What is it about?
Word embeddings, also known as word vector representations, have recently become very popular in Natural Language Processing. A particularly interesting feature of word embeddings is their ability to encode information about word similarity. For example, by calculating the nearest neighbors for the vector of BANANA, one is expected to find vectors of several other fruits. Such a powerful and completely unsupervised method yields an interesting opportunity to study the lexicon of now extinct ancient languages, such as Akkadian, the language of Babylonians and Assyrians documented in Mesopotamian cuneiform sources from 2400 BCE to the first century CE.
The project undertaken here aims to build a gold standard for evaluating word embeddings for the Akkadian language as a part of a six month online workshop organized by Ludwig-Maximilians-Universität München and the University of California, Berkeley. Several gold standards have been published for modern languages, often by translating previously published English gold standards (like WS353) to other languages. However, in the case of Akkadian, the translation of a previous gold standard is out of question due to the chronological and cultural gap between the ancient Mesopotamian civilizations and the modern world. For this reason, we create a new gold standard consisting of 300 word pairs, manually ranked according their similarity by seven independently working experts of the Akkadian language.
Why is it important?
Word embeddings can be produced by using several different neural (fastText, Word2vec, GloVe etc.) and count-based methods (word association measures combined with matrix factorization). However, it is very difficult to determine which methods are the most suitable for a given data set, and what kind of hyperparameters within a single model produce the most reliable results.
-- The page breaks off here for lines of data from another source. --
PR #13558, opened 2026-08-12
Reduce allocations in StringExtensions.RemoveChar via string.Create

ivandrofly:
## Summary
- Convert the three `RemoveChar` overloads from allocate-`char[]`-then-copy to a counting pass + `string.Create`, writing directly into the final string's buffer
- Return the original string when nothing matches — the old code allocated a full copy even for no-op calls
- On .NET 10 the multi-char overload takes `params ReadOnlySpan<char>`, so literal char arguments no longer allocate an args array; netstandard2.1 keeps `params char[]` (its `string.Create` does not accept a `ref struct` state)

## Benchmarks

BenchmarkDotNet, .NET 10, i7-13700. "short" = 38-char subtitle line, "long" = ~200 chars, "no match" = removed chars do not occur.

| Overload | Case | Old (char[]) | New (string.Create) | Ratio | Alloc old → new |
|---|---|---:|---:|---:|---|
| 1 char | short | 58.6 ns | 65.0 ns | 1.11 | 192 B → 88 B |
| 1 char | long | 234.3 ns | 278.1 ns | 1.19 | 760 B → 344 B |
| 1 char | no match | 63.4 ns | 15.3 ns | **0.24** | 208 B → **0 B** |
| 2 chars | short | 53.0 ns | 65.2 ns | 1.26 | 184 B → 80 B |
| 2 chars | long | 217.0 ns | 318.7 ns | 1.56 | 712 B → 296 B |
| 2 chars | no match | 59.8 ns | 26.4 ns | **0.44** | 208 B → **0 B** |
| 4 chars | short | 139.0 ns | 119.7 ns | 0.86 | 208 B → 72 B |
| 4 chars | long | 423.0 ns | 587.5 ns | 1.39 | 720 B → 272 B |
| 4 chars | no match | 83.9 ns | 73.4 ns | 0.88 | 240 B → **0 B** |

Allocated bytes roughly halve when matches exist and drop to zero when nothing matches; the counting pass costs some CPU on match-heavy calls, while no-match calls get much faster.

## Test plan
- [ ] `dotnet build src/libse/LibSE.csproj` succeeds for both netstandard2.1 and net10.0
- [ ] `dotnet test tests/libse/LibSETests.csproj --filter "FullyQualifiedName~StringExtensions"` passes (RemoveChar1–4 cover all three overloads)
- [ ] Spot-check: `" Hallo  world! ".RemoveChar(' ')` returns `"Halloworld!"`; a string not containing the removed chars comes back unchanged

### DIFF
--- a/src/libse/Common/StringExtensions.cs
+++ b/src/libse/Common/StringExtensions.cs
@@ -783,52 +783,123 @@ namespace Nikse.SubtitleEdit.Core.Common
 
         public static string RemoveChar(this string value, char charToRemove)
         {
-            char[] array = new char[value.Length];
-            int arrayIndex = 0;
-            for (int i = 0; i < value.Length; i++)
+            var count = 0;
+            for (var i = 0; i < value.Length; i++)
             {
-                char ch = value[i];
-                if (ch != charToRemove)
+                if (value[i] == charToRemove)
                 {
-                    array[arrayIndex++] = ch;
+                    count++;
                 }
             }
 
-            return new string(array, 0, arrayIndex);
+            if (count == 0)
+            {
+                return value;
+            }
+
+            return string.Create(value.Length - count, (value, charToRemove), (s, state) =>
+            {
+                int index = 0;
+                foreach (var ch in state.value)
+                {
+                    if (ch != state.charToRemove)
+                    {
+                        s[index++] = ch;
+                    }
+                }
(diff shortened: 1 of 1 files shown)


ivandrofly:
Could've been 4/5 * faster using SIMD see #13561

Building a gold standard for Akkadian allows us to measure the performance of several models. This is important not only for finding the best model from the already published ones, but also for improving them by taking into account certain peculiarities of Akkadian texts. As word embeddings have lots of uses in various machine learning applications (e.g. machine translation, syntactic parsing, disambiguation of lemmatization/POS-tagging), an ability to produce state-of-the-art word embeddings will likely be a valuable asset for the future research done in Computational Assyriology.
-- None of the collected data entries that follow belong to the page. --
Issue #13824, opened 2026-08-18
Feature Request: Add option to hide ASS/SSA override tags in the subtitle grid


MrGoraj:
When working with ASS/SSA subtitles, the inline override tags (e.g., {\an8\fnCourier New\b1\fs40...}) often clutter the subtitle list view, making it difficult to focus on the actual dialogue text that needs translation.

### Example:

Currently, a subtitle line appears as:

```
{\an8\fnCourier New\b1\bord5\fs40\t(\fs28)\shad0\c&H1CFEFC&\3c&H8B04E0&\t(2275,2276,\alpha&HFF&)\t(2850,2851,\alpha&H00&)\t(4280,4281,\alpha&HFF&)\t(5144,5145,\alpha&H00&)\t(9481,9482,\c&HE8FEDF&\3c&HF171F4&)\t(9650,9651,\c&H1CFEFC&\3c&H8B04E0&)\t(9900,9901,\c&HE8FEDF&\3c&HF171F4&)}YOUNG LADIES DON'T PLAY 
FIGHTING GAMES"
```

What the translator actually needs to see is simply:

```
YOUNG LADIES DON'T PLAY 
FIGHTING GAMES
```

The styling tags should remain untouched when saving the file — they only need to be **visually hidden** in the editor interface.

### Why this is needed

1.  **Masking/effect lines** — Some ASS subtitles use hundreds of lines containing only override tags (e.g., drawing masks, complex karaoke effects, animated shapes) with no actual dialogue text. These lines have no translatable content but clutter the grid, making it hard to locate the real text lines that need translation.
2.  **Translation workflow** — Translators working from existing subtitle files waste significant time scrolling through dozens of tag-heavy lines to find the actual dialogue. A cleaner view would dramatically improve efficiency.
3. **AI/MT translation** — When using machine translation or AI tools, feeding the raw text without override tags reduces token usage, minimizes hallucinations (since the AI doesn't have to process irrelevant formatting codes), and provides cleaner source text for better translation quality. This is a separate but related benefit.

### Proposed solution:

Add a toggle option (e.g., checkbox or menu item) to:

1. **Hide ASS/SSA override tags** from the subtitle grid/text view, showing only the plain dialogue text
2. Optionally, **completely hide lines** that contain only override tags (no text), so the translator can instantly see how many lines actually require translation
3. The tags should remain intact in the file when saving — this is purely a visual/hiding feature for the UI

### Benefits

[...]

PR #13828, opened 2026-08-18
Show the text of tag-heavy lines in the grid's "show formatting" mode

niksedk:
Follows from #13824.

The option that request asks for already exists — *Options → Settings → Appearance → "Show formatted (HTML/ASSA) text in subtitle grid" → **Show formatting*** — and it hides override tags while leaving them in the file. It just does not work on the lines the report is about, which is why it reads as missing.

### What happens

`Convert` cut the raw string at 197 characters before any tag was looked at:

```csharp
if (str.Length > 200)
{
    str = str.Substring(0, 197).TrimEnd() + "...";
}
```

The reported line is 321 characters, **283 of them a single `{\t(...)}` block** — so the closing `}` sits at index 282, inside the part that is thrown away. `MakeShowFormatting` then meets `{\`, searches for the brace, gets `tagEnd == -1`, and falls into:

```csharp
// Malformed or overly long tag - treat as regular text
```

so the markup is printed character by character. The mode whose whole job is hiding tags displays 197 characters of tag and none of the dialogue. Verified by running the new test against the current code:

```
Expected: "YOUNG LADIES DON'T PLAY"
Actual:   "{\an8\fnCourier New\b1\bord5\fs40\t(\fs28)\shad0\c"···
```

A second path reaches the same place: the `tagEnd - i < 500` cap sends any single tag block of 500+ characters down that same branch, which karaoke and effect lines exceed routinely.

### Change

- In *show formatting*, the cap applies to the **visible** text rather than the raw string, so hidden tags no longer consume a line's 200 characters. The raw string is bounded at 5000 purely against pathological input.
- The length of a tag block now decides **how much of it is parsed** into formatting state, never **whether it counts as a tag**. An over-long block is skipped like any other — printing braces as text is the one outcome a tag-hiding mode must not produce.
- The other two grid modes (*No formatting*, *Show tags*) keep the 200-character cut exactly as before.

### Testing

Three tests: the reported line renders as its dialogue; a 3000-character tag block is still hidden; a long line of plain dialogue still truncates with an ellipsis at 200 visible characters. `ValueConverterTests` 66 passed, full UI suite 3171 passed.

Point 2 of the issue — hiding lines that consist only of override tags — is not addressed here; that is a grid filter, not a rendering question.

### DIFF
--- a/src/ui/Logic/ValueConverters/TextWithSubtitleSyntaxHighlightingConverter.cs
+++ b/src/ui/Logic/ValueConverters/TextWithSubtitleSyntaxHighlightingConverter.cs
@@ -19,6 +19,19 @@ public class TextWithSubtitleSyntaxHighlightingConverter : IValueConverter
 {
     private ISpellCheckManager? _spellCheckManager;
 
+    /// <summary>Characters of a line's own text a grid cell ever shows - the rest is an ellipsis.</summary>
+    private const int MaxVisibleLength = 200;
+
+    /// <summary>
+    /// How much of a line is parsed at all in "show formatting" mode. Tags cost nothing on screen
+    /// but still have to be walked, so this only bounds the pathological case; a line of a few
+    /// hundred characters of override tags is ordinary in karaoke and effect files.
+    /// </summary>
+    private const int MaxRawLength = 5000;
+
+    /// <summary>Longest override-tag block whose contents are still parsed into formatting state.</summary>
+    private const int MaxParsedTagLength = 2000;
+
     // Pre-compiled <font> attribute patterns (reused across every grid-row render)
     private static readonly TimeSpan RegexTimeout = TimeSpan.FromMilliseconds(100);
     private static readonly Regex FontColorRegex = new(@"color\s*=\s*[""']?([^""'\s>]+)[""']?", RegexOptions.IgnoreCase | RegexOptions.Compiled, RegexTimeout);
@@ -116,17 +129,29 @@ public class TextWithSubtitleSyntaxHighlightingConverter : IValueConverter
             return new InlineCollection();
         }
 
-        // Truncate long strings for performance
-        if (str.Length > 200)
-        {
-            str = str.Substring(0, 197).TrimEnd() + "...";
-        }
-
         var formattingType = Se.Settings.Appearance.SubtitleGridFormattingType;
+
+        // "Show formatting" hides the ASSA/HTML tags and renders what they mean, so the length that
+        // matters is the dialogue, not the markup around it. Truncating the raw string first threw
+        // away the text of exactly the lines this mode is for: a karaoke or effect line carrying a
+        // few hundred characters of {\t(...)} became 197 characters of tag and no words at all
+        // (issue #13824). Only pathological lines are cut here, and the visible text is capped
+        // inside MakeShowFormatting instead.
         if (formattingType == (int)SubtitleGridFormattingTypes.ShowFormatting)
         {
+            if (str.Length > MaxRawLength)
+            {
+                str = str.Substring(0, MaxRawLength);
+            }
+
             var lines = MakeShowFormatting(str);
             return SpellCheckLines(lines);
+        }
+
+        // Truncate long strings for performance
+        if (str.Length > MaxVisibleLength)
+        {
+            str = str.Substring(0, MaxVisibleLength - 3).TrimEnd() + "...";
         }
 
         if (formattingType == (int)SubtitleGridFormattingTypes.ShowTags)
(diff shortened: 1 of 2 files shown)


Triathlon-rally:
Hi,

I have now tested the merged Teletext/EBU STL implementation in Subtitle Edit 5.2.0-beta19 on Windows in a real broadcast subtitle workflow.

First of all: the new Teletext functionality works well.

I also tested a subtitle file that was not EBU STL/Teletext compliant, corrected the subtitles and Teletext positions in Subtitle Edit, and exported the result as EBU STL. This workflow worked successfully.

While doing this practical test, I found a few additional points that are especially relevant when preparing non-compliant subtitle files for EBU STL/Teletext output.


## 1. Line length correction should optionally affect only lines that are actually too long

For our Teletext workflow the limits are normally:

- 37 visible characters without an explicit color code
- 36 visible characters when a Teletext color code is used
- maximum 2 text lines

I tested "Split/break long lines" with:

- Maximum single line length: 37
- Maximum number of lines: 2

I found a subtitle containing a single line of 40 characters.

The main editor correctly shows:

Line length: 40

However, the subtitle is not listed as something that needs to be corrected in the "Split/break long lines" window.

lange Texte trennen


If I additionally enable "Rebalance long lines", Subtitle Edit does correct this subtitle.

However, it then also rebalances many other subtitles whose individual lines are already within the 37-character limit.

For broadcast subtitles this is not always desirable.

An intentionally unbalanced subtitle can be editorially correct. For example, there may be a reason to have four words on the first line and only one word on the second line.

If neither line exceeds the configured maximum, this existing line break should be preserved.

It would therefore be very useful to have two modes/options:

- Rebalance all subtitles
- Rebalance only subtitles containing a line longer than the configured maximum

For the second option, existing line breaks should remain untouched when all lines already comply with the configured maximum length.


## 2. An overlong two-line subtitle should be split into two subtitle events

There is another important case when converting existing subtitle files to Teletext.

A subtitle may already contain two text lines, but still contain too much text to fit into the configured maximum of two lines with 37 (or 36) characters per line.

In this situation, rebalancing cannot solve the problem because no valid two-line arrangement is possible.

Ideally Subtitle Edit should then split the original subtitle into two new subtitle events.

For example:

Original subtitle:

TC IN  = 10:00:00:00
TC OUT = 10:00:08:00

Line 1: ...
Line 2: ...

If the text cannot be fitted into two valid Teletext lines, Subtitle Edit could create:

Subtitle 1:
TC IN  = original TC IN
TC OUT = calculated split point

Subtitle 2:
TC IN  = Subtitle 1 TC OUT + configured minimum gap
TC OUT = original TC OUT

The important timing rules would be:

- The first new subtitle keeps the original TC IN.
- The second new subtitle keeps the original TC OUT.
- The configured minimum gap between subtitles is respected.
- The remaining available duration is divided between the two new subtitles.
- The duration should preferably be distributed proportionally according to the amount of text in each new subtitle.
- Both resulting subtitles should respect the configured maximum number of lines and maximum line length.

For example:

available duration =
original duration - configured minimum gap

duration subtitle 1 =
available duration × text length subtitle 1 / total text length

duration subtitle 2 =
available duration - duration subtitle 1

This keeps the complete original time range intact while creating two valid subtitle events.

This would be especially useful when normalizing subtitle files from other formats before exporting them as EBU STL/Teletext.


## 3. "No color" option in the color picker

I also found a small but important issue with colors in the Teletext workflow.

For Teletext, default white text without an explicit color code is different from explicitly assigning white as a color.

When I select white in Subtitle Edit's color picker, Subtitle Edit adds:

<font color="#FFFFFF">Text</font>



code coleur blanc



For our Teletext limits this distinction matters:

- No explicit color code -> maximum 37 visible characters
- Explicit Teletext color code -> maximum 36 visible characters

At the moment I can remove the color via:

Right click
-> Remove formatting
-> Remove color

This works correctly and removes the explicit color formatting.


kontextmenue



However, this is somewhat inconvenient during normal subtitle editing.

It would be useful if the existing color picker also had a "No color" option.

Selecting "No color" should not mean black or transparent. It should remove the explicit color formatting, equivalent to:

Remove formatting -> Remove color

This would allow the user to easily return a subtitle to default Teletext white without generating an unnecessary color code.

The attached mock-up shows the idea:

model keine Farbe aktiv

model keine Farbe


## 4. "Fix common errors..." does not open the expected dialog

"Fix common errors..." is also very useful when preparing an existing subtitle file for EBU STL/Teletext.

In Subtitle Edit 4.x I could use:

Tools -> Fix common errors...

and a dialog opened where I could select the individual correction rules before applying them.

In my Windows test with Subtitle Edit 5.2.0-beta19, clicking:

Tools -> Fix common errors...

does not open this dialog.

fix common erreors



As far as I understand, the current workflow should still open the Fix Common Errors dialog where the individual rules can be enabled or disabled.

Therefore this may be a beta19 regression or another issue worth checking.


## Result of the Teletext/EBU STL test

Apart from the points above, the new Teletext implementation itself worked successfully in my tests.

I tested:

- EBU STL import
- Teletext line positions
- horizontal Teletext alignment
- editing individual and multiple subtitles
- conversion of a non-compliant subtitle file
- normalization for Teletext
- export back to EBU STL with Teletext positions

The resulting EBU STL/Teletext workflow worked correctly.

Thanks again for integrating the Teletext changes.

Preliminary evaluation of the models has raised some interesting philological and technical research questions, namely in the form of agreement or disagreement between the models and the human reviewers. Especially intriguing are those pairs of words that were perceived as nearly synonymous by human reviewers, but which the models considered as very dissimilar. Where do these contradictions come from? Are the models dismissing something, or do humans perceive connections based on out-domain knowledge? How about the cases where the humans did not see a connection but the models did?
We hope to answer these questions, as well as to publish the gold standard by the end of 2020 when the LMU-UCB workshop will be concluded. The people involved in the creation of the gold standard are Aleksi Sahala (Helsinki), David Bamman (Berkeley), Niek Veldhuis (Berkeley), Jamie Novotny (Munich), Poppy Tushingham (Munich), Giulia Lentini (Munich), Beatrice Baragli (Munich), Joanna Töyräänvuori (Helsinki), Johannes Bach (Helsinki) and Saana Svärd (Helsinki).